• What is required: Only the lines from the one containing "Test image export over devlxd socket" to the end of the material belong in your answer. Please copy them word for word.

• Given information:

•••

PR #240, opened 2024-07-12
Test image export over devlxd socket

markylaing:
Adds tests for the devlxd socket in a container. These tests are based on the devlxd tests for VMs, with additional testing for image export over the socket.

•••

• Response below:
Test image export over devlxd socket

markylaing:
Adds tests for the devlxd socket in a container. These tests are based on the devlxd tests for VMs, with additional testing for image export over the socket.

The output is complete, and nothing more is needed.